PR #20230, opened 2025-09-23
ci(protocol): improve claude workflow

dantaik:
Address this feedback:

> Dear Taiko,
https://github.com/taikoxyz/taiko-mono/blob/main/.github%2Fworkflows%2Frepo--claude.yml is vulnerable to Remote Code ExecutionW
While Claude Code will only run when a collaborator comments, it has been provided the instruction You MUST run `pnpm install` first.. While this wouldn’t seem like an issue, since an authorized user told it to do so, there is no verification that the PR is safe.
Between the time-of-comment, and time-of-execution, the PR could have changed. In the above step, https://github.com/taikoxyz/taiko-mono/blob/main/.github%2Fworkflows%2Frepo--claude.yml#L25, when the PR is checked-out, it may have had malicious content pushed after the comment. So, pnpm install could run malicious lifecycle scripts, leading to RCE.

### DIFF
--- a/.github/workflows/repo--claude.yml
+++ b/.github/workflows/repo--claude.yml
@@ -21,8 +21,8 @@ jobs:
       - name: Checkout repository
         uses: actions/checkout@v4
         with:
-          # account for forked repos case
-          ref: ${{ steps.comment-branch.outputs.head_ref }}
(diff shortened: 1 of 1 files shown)


dantaik:
@claude please review

davidtaikocha (approved):

ggonzalez94 (approved):

PR #20238, opened 2025-09-23
feat(protocol): introduce ICodec to simplify Inbox testing

dantaik:
## Summary

  Introduces a new codec interface (ICodec) to standardize encoding/decoding operations for Taiko's Shasta inbox system, replacing the previous InboxHelper approach with a more modular codec pattern.


dantaik:
@claude review

ggonzalez94 (commented):
Will the Codec contracts be deployed as standalones? Shouldn't the inbox still reference which one is using? (vs requiring the off-chain software to track it).
I think I'm not 100% sure I understand the benefit of this refactor. If you can ellaborate a bit that would be great

dantaik:
I think the major benefit of having an interface for codec is for the test to always assume a pair of (Inbox, Codec) so tests for Inbox, InboxOptimizedXxx do not need to have if-else to decide which codec to use.

dantaik:
It's a great idea to have a reference from inbox to its codec. I've made the change in a new commit.

davidtaikocha (approved):

davidtaikocha:
> It's a great idea to have a reference from inbox to its codec. I've made the change in a new commit.

Looks like rn we only save an address of a codec, but each version of inbox is still using its own encoding / decoding methods, so we need to  manually align the impl of the saved codec for each inbox with care?

packages/protocol/script/layer1/based/DeployProtocolOnL1.s.sol
```diff
@@ -314,17 +314,17 @@ contract DeployProtocolOnL1 is DeployCapability {
                 )
             );
         }
-        address helper = address(new InboxHelper());
+        address simpleCodec = address(new SimpleCodec());
         address tempFork =
-            address(new DevnetShastaInbox(proofVerifier, whitelist, bondToken, helper));
+            address(new ShastaDevnetInbox(simpleCodec, proofVerifier, whitelist, bondToken));
```
davidtaikocha: I see `ShastaDevnetInbox` is from `InboxOptimized2`, and `SimpleCodec` is not aligned with the encoding / decoding methods in `InboxOptimized2`?

YoGhurt111:
Still using `abi.encode` in `Inbox.sol`, not `ICodec(_codec).encodexxx`

packages/protocol/script/layer1/based/DeployProtocolOnL1.s.sol
dantaik: Good catch, fixed.

dantaik:
> Still using `abi.encode` in `Inbox.sol`, not `ICodec(_codec).encodexxx`

That's the expected behavior. In another PR, we'll use a library, but _codec is only for external use.

davidtaikocha (approved):

YoGhurt111:
> > Still using `abi.encode` in `Inbox.sol`, not `ICodec(_codec).encodexxx`
> 
> That's the expected behavior. In another PR, we'll use a library, but _codec is only for external use.

In this way, we need to manually ensure that the impl of `ICodec` corresponds to the current contract, whether it is `Inbox` or `InboxOptimized2`.

YoGhurt111 (approved):

davidtaikocha (approved):

dantaik:
> > > Still using `abi.encode` in `Inbox.sol`, not `ICodec(_codec).encodexxx`
> > 
> > 
> > That's the expected behavior. In another PR, we'll use a library, but _codec is only for external use.
> 
> In this way, we need to manually ensure that the impl of `ICodec` corresponds to the current contract, whether it is `Inbox` or `InboxOptimized2`.

Yes. Calling codec functions from inbox is too expensive.

dantaik:
@ggonzalez94 @claude  please take another look.

YoGhurt111 (approved):

packages/protocol/contracts/layer1/automata-attestation/AutomataDcapV3Attestation.sol
```diff
@@ -1,8 +1,8 @@
 //SPDX-License-Identifier: MIT
 pragma solidity ^0.8.24;
 
-import "solady/src/utils/Base64.sol";
-import "solady/src/utils/LibString.sol";
+import "solady/utils/Base64.sol";
```
ggonzalez94: any particular reason why we are refactoring all these unrelated imports? or did the AI do it?

packages/protocol/contracts/layer1/preconf/impl/LookaheadSlasher.sol
```diff
@@ -24,9 +24,7 @@ contract LookaheadSlasher is ILookaheadSlasher, EssentialContract {
         address _lookaheadStore,
         address _preconfSlasher,
         uint256 _slashAmount
-    )
-        EssentialContract()
-    {
+    ) {
```
ggonzalez94, line 27: shouldn't we call the parent's contract? I don't think in this case it has super critical logic, but still

packages/protocol/contracts/layer1/shasta/iface/IInbox.sol
```diff
@@ -154,7 +156,7 @@ interface IInbox {
         Transition[] transitions;
         /// @notice Array of metadata for prover information.
         /// @dev Must have same length as transitions array.
-        TransitionMetadata[] metadata;
+        TransitionMetadata[] metadatas;
```
ggonzalez94: nit: we should keep metadata. It is already plural:

> "Metadata" is already a plural form (the singular is "metadatum"), and in English, it's treated as a mass noun or collective noun

packages/protocol/test/layer1/shasta/inbox/suite2/propose/AbstractPropose.t.sol
```diff
@@ -42,20 +42,19 @@ abstract contract AbstractProposeTest is InboxTestSetup {
         vm.startPrank(currentProposer);
         // Act: Submit the proposal
         vm.startSnapshotGas(
-            "shasta-propose",
-            string.concat("propose_single_empty_ring_buffer_", _getInboxContractName())
+            "shasta-propose", string.concat("propose_single_empty_ring_buffer_", inboxContractName)
```
ggonzalez94: I don't know when we did this change. But the `vm.startSnapshotGas`cheatcode should be before the call to propose to capture that, otherwise we are measuring the test setup

ggonzalez94 (commented):
Left a few comments, but otherwise looks good.

packages/protocol/contracts/layer1/automata-attestation/AutomataDcapV3Attestation.sol
dantaik: I revert the changes as I found another way to fix the issue.

packages/protocol/contracts/layer1/preconf/impl/LookaheadSlasher.sol
dantaik: According to the compiler, we shall not, if the constructor doesn't take any parameters -- the call is automatic.

packages/protocol/contracts/layer1/shasta/iface/IInbox.sol
dantaik: Reverted to "data"

packages/protocol/test/layer1/shasta/inbox/suite2/propose/AbstractPropose.t.sol
dantaik: Fixed

dantaik:
@ggonzalez94 ready for anther review

ggonzalez94 (approved):

PR #20242, opened 2025-09-23
feat(protocol): add prover into public inputs

YoGhurt111:
refer to: https://github.com/taikoxyz/taiko-mono/pull/20200#discussion_r2372678994
Add prover into public inputs, so the proof only can be used by the prover who generated it.


dantaik:
There is a bigger issue in the base class: designatedProver is not validated.

dantaik:
https://github.com/taikoxyz/taiko-mono/issues/20247 please wait until this issue is addressed

dantaik:
@YoGhurt111 @smtmfft please see https://github.com/taikoxyz/taiko-mono/pull/20250, this PR should fix the issue and this PR should be closed.

PR #20246, opened 2025-09-23
docs(repo): add codex agent guides

ggonzalez94:
## Summary
- add root-level guide for coding agents working across the monorepo
- document protocol package conventions, runbooks, and checklists for Solidity work

## Testing
- not run (docs only)

### DIFF
--- a/Agents.md
+++ b/Agents.md
@@ -1,0 +1,58 @@
+# agents.md — Root (Monorepo Guide for Coding Agents)
+
+> **Canonical brief for this repository.** Agents should also read `/packages/protocol/agents.md` when editing smart contracts. Keep responses terse, deterministic, and actionable. Always include exact file paths and runnable commands.
+
+## Project Snapshot
+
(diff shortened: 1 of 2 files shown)


dantaik (approved):

dantaik:
I think we should use AGENTS.md  instead of Agents.md, and maybe we can also simply link to CLAUDE.md from AGENTS.md without duplicating the content.

```
See [Claude](./CLAUDE.md) for details.
```

ggonzalez94:
> I think we should use AGENTS.md instead of Agents.md, and maybe we can also simply link to CLAUDE.md from AGENTS.md without duplicating the content.
> 
> ```
> See [Claude](./CLAUDE.md) for details.
> ```

this would definitely be preferable, although I'm not sure how good the models are at following instructions when they are presented this way. Have you seen posts or tweets about this? Hopefully claude just adopts Agents.md since it is an open standard

davidtaikocha (approved):

PR #20250, opened 2025-09-24
fix(protocol): fix TransitionMetadata bug and refactor hashing libs

### LINKED ISSUE #20247: bug: TransitionMetadata is not validated or proved
The prove function does not validate or prove the TransitionMetadata input, which means msg.sender can inject arbitrary and potentially malicious values.

dantaik:
## Summary

- **Codec renaming**: Renamed OptimizedCodec.sol → CodecOptimized.sol and SimpleCodec.sol → CodecSimple.sol

- **Hashing refactor**: Replaced direct keccak256(abi.encode()) calls with new library methods un LibHashSimple

- **Transition metadata handling**: Updated method signatures to handle transition metadata arrays and improved metadata processing. This fixes https://github.com/taikoxyz/taiko-mono/issues/20247

@YoGhurt111 @davidtaikocha @smtmfft @ggonzalez94 Each transition is associated with an actualProver address. Consequently, a prover entity may control multiple actualProver addresses and aggregate the proofs of different transitions -- each with a potentially different address -- into a consolidated proof.


YoGhurt111 (approved):

smtmfft (approved):
LGTM

PR #20252, opened 2025-09-24
fix(protocol): compute stored lookahead hash from provided slots

VolodymyrBg:
- The stored lookahead hash was computed from a newly allocated local array that was never populated, while the event emitted the original _lookaheadSlots. This caused the stored hash to mismatch the event payload and the expected hash used by LookaheadSlasher for verification, leading to LookaheadHashMismatch().
- This change computes the hash using the original _lookaheadSlots, aligning the stored value with the emitted data and the interface’s documented behavior (same slots used for commitment payload and storage hash). This also avoids unnecessary memory copying and reduces gas.


ggonzalez94 (commented):
Thanks @VolodymyrBg great catch! Can you also remove the unused local array so we don't waste gas on memory expansion? Thanks!

VolodymyrBg:
> Thanks @VolodymyrBg great catch! Can you also remove the unused local array so we don't waste gas on memory expansion? Thanks!

done

dantaik (approved):

ggonzalez94 (approved):

PR #20253, opened 2025-09-24
refactor(protocol): improve lookahead store readability and add views for assisting the node

AnshuJalan:


packages/protocol/contracts/layer1/preconf/iface/ILookaheadStore.sol
```diff
@@ -115,6 +127,19 @@ interface ILookaheadStore {
         pure
         returns (bytes26);
 
+    /// @notice Returns the proposer context for the given lookahead input and epoch.
+    /// @dev This is useful for offchain nodes in determining the next proposer/preconfer.
+    /// @param _data The lookahead data for current and next epoch.
+    /// @param _epochTimestamp The timestamp of the current epoch.
```
ggonzalez94: does this work only for the current epoch or this and next epoch? the comment might be a bit missleading

packages/protocol/contracts/layer1/preconf/impl/LookaheadStore.sol
```diff
@@ -122,114 +117,129 @@ contract LookaheadStore is ILookaheadStore, Blacklist, EssentialContract {
...
 
-        if (result.lookaheadHash == 0) {
-            result = _updateLookaheadForNextEpoch(_nextEpochTimestamp, _data);
+        if (nextLookaheadHash == 0) {
+            _updateLookaheadForNextEpoch(_nextEpochTimestamp, _context, _data);
         } else {
-            // Since the lookahead was not updated in the same transaction, we need to validate
-            // the slot supplied as evidence
-            result.isLookaheadValidationRequired = true;
+            _validateLookahead(_nextEpochTimestamp, _data.nextLookahead, nextLookaheadHash);
```
ggonzalez94, line 138: unrelated to this PR: but can you remind me why we need to validate the next epoch's lookahead if it is already stored? Can't we just not pass this parameter since we are not updating it in this case?

dantaik (approved):

packages/protocol/contracts/layer1/preconf/impl/LookaheadStore.sol
```diff
@@ -122,114 +117,129 @@ contract LookaheadStore is ILookaheadStore, Blacklist, EssentialContract {
...
+                operatorData.unregisteredAt != type(uint48).max || operatorData.slashedAt != 0
+                    || !isOptedIn || isOperatorBlacklisted(context_.lookaheadSlot.registrationRoot)
+            ) {
+                // If the operator is slashed, unregistered, not opted in, or blacklisted
+                // we use the fallback preconfer (whitelist)
+                context_.isFallback = true;
+                context_.proposer = IPreconfWhitelist(preconfWhitelist).getOperatorForCurrentEpoch();
+            } else {
+                // Use the opted in preconfer
+                context_.proposer = context_.lookaheadSlot.committer;
```
ggonzalez94, line 204: can you remind me why do we need all these checks? I thought we did all the checks when the lookahead is posted and from then we assume it is correct and just use it

packages/protocol/contracts/layer1/preconf/impl/LookaheadStore.sol
ggonzalez94: I guess this is necessary when the preconfer is for the next epoch right? I'll create an issue to see if there are ways we can optimize it to avoid running this check and passing it every time

ggonzalez94 (commented):
This looks better. I left a few comments

packages/protocol/contracts/layer1/preconf/iface/ILookaheadStore.sol
AnshuJalan: In theory, it works for all epochs, and we realised we do need this to call for both the current and next epoch. Will update the comment

packages/protocol/contracts/layer1/preconf/impl/LookaheadStore.sol
AnshuJalan: I think this is already optimised in `_handleNextEpochLookahead(..)`. We do not validate the lookahead if it is updated in the current epoch

packages/protocol/contracts/layer1/preconf/impl/LookaheadStore.sol
AnshuJalan: The preconfer could still unregister, opt out, or be slashed (by taiko, or any other preconfer) after the lookahead is posted. In that case, we do not allow them to propose

ggonzalez94: I see.... I think this is fine for now. but I'll create an issue so we can discuss this. I believe the gas overhead of this might be too high and we may want to just accept the lookahead for the next 2 epochs as immutable(but of course we need to think about the consequences)

ggonzalez94 (approved):
LGTM

packages/protocol/contracts/layer1/preconf/impl/LookaheadStore.sol
```diff
@@ -80,20 +68,28 @@ contract LookaheadStore is ILookaheadStore, IProposerChecker, Blacklist, Essenti
...
+            InvalidLookaheadTimestamp()
+        );
+
+        // Validate the current lookahead evidence
+        _validateCurrentEpochLookahead(epochTimestamp, data.currLookahead);
 
-        // Step 4: Validate the actual proposer
-        _validateProposer(_proposer, context);
+        // Validate the next lookahead evidence and update the store if required
+        _handleNextEpochLookahead(nextEpochTimestamp, context, data);
```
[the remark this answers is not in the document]
ggonzalez94: it is validated afterwards, so this should be fine. Tagging you @AnshuJalan just in case, but merging this PR

PR #20261, opened 2025-09-25
fix(protocol): decouple bond processing from anchor blocks

dantaik:
## Summary
- Optimizes bond instructions processing in the anchor system by introducing a processing delay
- Removes unnecessary BondInstructed event emissions to reduce gas costs  
- Updates documentation to reflect the new delayed processing approach

## Changes Made
- Added `BOND_PROCESSING_DELAY` constant (set to 6) in `LibManifest.sol`
- Removed `BondInstructed` event and emission from `Inbox.sol` 
- Updated `ShastaAnchor.sol` to process bond instructions from ancestor proposals
- Updated `Derivation.md` documentation to explain the new delayed processing mechanism
- Updated gas snapshots reflecting the optimizations

## Test Plan
- [x] All existing tests pass
- [x] Gas snapshots updated and verified
- [x] Documentation updated to reflect changes

🤖 Generated with [Claude Code](https://claude.ai/code)


dantaik:
@smtmfft please take a look at this PR to address your concerns.
I do have a question: how will you prove the value of  the anchor transaction's `_bondInstructionsHash` parameter is correct?

davidtaikocha (approved):
changes LGTM, still need @smtmfft 's feedback on whether this works well with the proving system.

smtmfft:
> @smtmfft please take a look at this PR to address your concerns. I do have a question: how will you prove the value of the anchor transaction's `_bondInstructionsHash` parameter is correct?

no need because it's part of the transition record, a bad one will not hit the record. from prover's point of view, we simply check if the anchor's input links to the proposal input event.

smtmfft (approved):

PR #20265, opened 2025-09-25
feat(taiko-client): update prover `l1Current` cursor initilization for Shasta protocol

davidtaikocha:


packages/taiko-client/prover/init.go
```diff
@@ -275,6 +275,12 @@ func (p *Prover) initL1Current(startingBatchID *big.Int) error {
 		return err
 	}
 
+	// Try to initialize L1Current cursor for Shasta protocol first.
+	if err := p.initL1CurrentShasta(startingBatchID); err == nil {
```
YoGhurt111, line 279: Shall we add new flag for the "startingBatchID"?
The "startingBatchID" is not continuous in current Pacaya => Shasta transition design.

davidtaikocha: Don't think its necessary to introduce one more flag, after the chain forked into Shasta, the batch ID will be continuous, and we will finalize the first Shasta block as soon as we reach the last Pacaya batch.

YoGhurt111 (approved):

johntaiko (approved):

PR #20268, opened 2025-09-25
fix CORS middleware: avoid premature 200 and handle OPTIONS

anim001k:
- Description:
  - This PR fixes a CORS middleware issue that prematurely sent 200 OK before passing control to the next handler, potentially masking upstream errors.
  - Adds explicit handling for CORS preflight (OPTIONS) with 204 No Content.
  - Sets Access-Control-Allow-Methods to a safe, fixed list ("GET, POST, OPTIONS") instead of mirroring the request method.

- Why:
  - Prevents incorrect 200 responses when upstream returns errors.
  - Ensures standards-compliant CORS behavior for preflight requests.

- Impact:
  - More accurate HTTP status codes and headers in proxied responses.
  - No breaking changes expected for consumers.

### DIFF
--- a/packages/geth-rpc-gateway/main.go
+++ b/packages/geth-rpc-gateway/main.go
@@ -94,10 +94,16 @@ func enableCORS(next http.Handler) http.Handler {
 			w.Header().Set("Vary", "Origin") // Ensure caching based on origin
 		}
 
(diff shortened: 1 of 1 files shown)


davidtaikocha:
Closed due to we've deprecated geth-rpc-gateway.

____________________

(ASSIGNMENT):
In the listing above, how many of the lines contain the string "startSnapshotGas"? Respond with the number alone.

(RESPONSE):
2